▶ _What the task requires_
Scan the records for the word "would". Return each line where it is found.

··· Provided records

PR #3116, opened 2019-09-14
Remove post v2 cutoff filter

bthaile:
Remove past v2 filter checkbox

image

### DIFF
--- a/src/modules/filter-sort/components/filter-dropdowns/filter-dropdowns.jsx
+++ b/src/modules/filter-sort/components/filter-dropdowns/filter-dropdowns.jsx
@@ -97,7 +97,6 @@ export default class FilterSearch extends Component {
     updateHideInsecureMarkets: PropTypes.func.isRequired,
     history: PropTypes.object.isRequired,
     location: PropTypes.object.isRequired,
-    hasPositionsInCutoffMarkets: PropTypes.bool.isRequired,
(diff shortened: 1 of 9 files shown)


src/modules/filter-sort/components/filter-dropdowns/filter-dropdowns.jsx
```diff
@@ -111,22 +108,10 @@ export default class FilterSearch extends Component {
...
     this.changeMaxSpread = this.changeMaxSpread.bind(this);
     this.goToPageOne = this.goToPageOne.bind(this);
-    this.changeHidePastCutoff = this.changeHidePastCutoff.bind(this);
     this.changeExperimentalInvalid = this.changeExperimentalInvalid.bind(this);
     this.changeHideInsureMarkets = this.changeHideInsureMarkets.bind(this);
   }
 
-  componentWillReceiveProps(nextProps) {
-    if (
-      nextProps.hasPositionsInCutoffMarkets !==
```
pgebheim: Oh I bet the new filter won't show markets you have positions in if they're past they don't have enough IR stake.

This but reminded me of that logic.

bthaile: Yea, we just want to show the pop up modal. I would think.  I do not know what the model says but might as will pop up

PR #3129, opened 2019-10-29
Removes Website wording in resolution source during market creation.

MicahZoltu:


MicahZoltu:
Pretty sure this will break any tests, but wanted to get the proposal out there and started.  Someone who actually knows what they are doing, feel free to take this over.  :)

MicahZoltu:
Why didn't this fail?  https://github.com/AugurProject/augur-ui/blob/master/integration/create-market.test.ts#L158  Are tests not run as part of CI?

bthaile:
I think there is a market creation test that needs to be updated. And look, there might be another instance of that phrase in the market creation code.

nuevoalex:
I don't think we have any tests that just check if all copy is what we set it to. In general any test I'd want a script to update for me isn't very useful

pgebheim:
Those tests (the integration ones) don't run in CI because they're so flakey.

······
··· Provided records

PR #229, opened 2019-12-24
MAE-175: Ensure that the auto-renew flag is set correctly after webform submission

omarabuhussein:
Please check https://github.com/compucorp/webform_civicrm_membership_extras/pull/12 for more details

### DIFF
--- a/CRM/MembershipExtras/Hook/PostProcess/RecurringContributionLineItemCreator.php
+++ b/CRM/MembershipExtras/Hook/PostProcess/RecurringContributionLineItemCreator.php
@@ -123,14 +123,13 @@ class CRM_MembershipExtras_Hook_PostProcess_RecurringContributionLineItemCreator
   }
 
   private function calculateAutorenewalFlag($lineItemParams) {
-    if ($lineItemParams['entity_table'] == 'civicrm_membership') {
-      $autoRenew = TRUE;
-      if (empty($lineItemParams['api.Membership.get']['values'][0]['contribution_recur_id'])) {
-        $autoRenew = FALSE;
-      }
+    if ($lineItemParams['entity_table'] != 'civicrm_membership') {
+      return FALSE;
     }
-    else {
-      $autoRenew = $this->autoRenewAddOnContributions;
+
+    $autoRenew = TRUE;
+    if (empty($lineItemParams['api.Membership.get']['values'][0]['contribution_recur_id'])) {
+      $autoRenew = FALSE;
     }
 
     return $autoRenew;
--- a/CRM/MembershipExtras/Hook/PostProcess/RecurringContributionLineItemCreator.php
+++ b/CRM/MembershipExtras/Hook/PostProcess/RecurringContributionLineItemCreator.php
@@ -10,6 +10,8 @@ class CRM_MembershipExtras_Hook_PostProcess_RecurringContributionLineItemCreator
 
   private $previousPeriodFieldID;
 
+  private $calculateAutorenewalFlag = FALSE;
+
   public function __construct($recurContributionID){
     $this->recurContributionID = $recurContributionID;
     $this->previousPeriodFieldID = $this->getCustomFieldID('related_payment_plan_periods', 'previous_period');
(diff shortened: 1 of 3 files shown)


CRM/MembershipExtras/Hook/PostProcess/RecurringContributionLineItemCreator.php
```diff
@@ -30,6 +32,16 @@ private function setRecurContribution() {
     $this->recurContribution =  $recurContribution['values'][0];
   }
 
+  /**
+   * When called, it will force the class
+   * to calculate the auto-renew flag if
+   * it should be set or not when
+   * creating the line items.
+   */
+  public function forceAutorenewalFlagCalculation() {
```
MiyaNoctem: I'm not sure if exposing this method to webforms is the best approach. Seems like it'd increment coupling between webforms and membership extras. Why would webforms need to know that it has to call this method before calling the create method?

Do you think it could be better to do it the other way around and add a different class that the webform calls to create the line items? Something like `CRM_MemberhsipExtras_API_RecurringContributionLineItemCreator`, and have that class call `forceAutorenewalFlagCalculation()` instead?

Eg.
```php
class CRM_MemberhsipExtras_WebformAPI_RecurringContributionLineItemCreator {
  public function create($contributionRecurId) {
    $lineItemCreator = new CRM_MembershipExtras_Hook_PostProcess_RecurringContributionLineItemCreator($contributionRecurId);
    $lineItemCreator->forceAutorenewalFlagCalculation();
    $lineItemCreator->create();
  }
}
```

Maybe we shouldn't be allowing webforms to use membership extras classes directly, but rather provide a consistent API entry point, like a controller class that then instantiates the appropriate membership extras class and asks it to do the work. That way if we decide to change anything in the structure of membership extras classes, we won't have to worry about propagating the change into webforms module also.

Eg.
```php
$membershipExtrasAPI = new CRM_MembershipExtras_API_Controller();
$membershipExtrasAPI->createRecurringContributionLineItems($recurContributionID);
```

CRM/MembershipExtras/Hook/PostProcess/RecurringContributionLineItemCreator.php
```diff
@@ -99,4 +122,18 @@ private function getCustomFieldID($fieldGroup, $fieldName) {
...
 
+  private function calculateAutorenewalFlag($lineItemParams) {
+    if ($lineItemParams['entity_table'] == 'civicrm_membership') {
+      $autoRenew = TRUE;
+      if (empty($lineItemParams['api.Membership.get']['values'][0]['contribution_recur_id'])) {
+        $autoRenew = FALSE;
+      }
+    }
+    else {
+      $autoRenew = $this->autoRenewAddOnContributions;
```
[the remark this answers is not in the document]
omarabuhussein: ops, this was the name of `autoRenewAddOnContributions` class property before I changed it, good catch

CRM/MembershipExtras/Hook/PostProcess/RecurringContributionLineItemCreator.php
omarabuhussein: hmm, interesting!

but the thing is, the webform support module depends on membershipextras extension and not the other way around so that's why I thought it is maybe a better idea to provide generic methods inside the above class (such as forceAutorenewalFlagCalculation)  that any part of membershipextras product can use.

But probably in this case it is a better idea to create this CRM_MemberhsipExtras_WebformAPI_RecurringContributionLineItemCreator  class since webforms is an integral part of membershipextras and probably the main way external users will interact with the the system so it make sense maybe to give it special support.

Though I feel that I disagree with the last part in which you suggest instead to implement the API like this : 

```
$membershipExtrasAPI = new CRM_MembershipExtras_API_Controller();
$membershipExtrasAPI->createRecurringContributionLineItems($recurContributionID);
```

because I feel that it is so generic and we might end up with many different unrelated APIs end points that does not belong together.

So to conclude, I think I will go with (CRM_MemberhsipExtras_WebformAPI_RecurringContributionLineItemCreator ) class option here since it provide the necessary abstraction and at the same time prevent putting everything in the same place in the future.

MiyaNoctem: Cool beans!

······

▶ _Exercise result_
bthaile: Yea, we just want to show the pop up modal. I would think.  I do not know what the model says but might as will pop up
MiyaNoctem: I'm not sure if exposing this method to webforms is the best approach. Seems like it'd increment coupling between webforms and membership extras. Why would webforms need to know that it has to call this method before calling the create method?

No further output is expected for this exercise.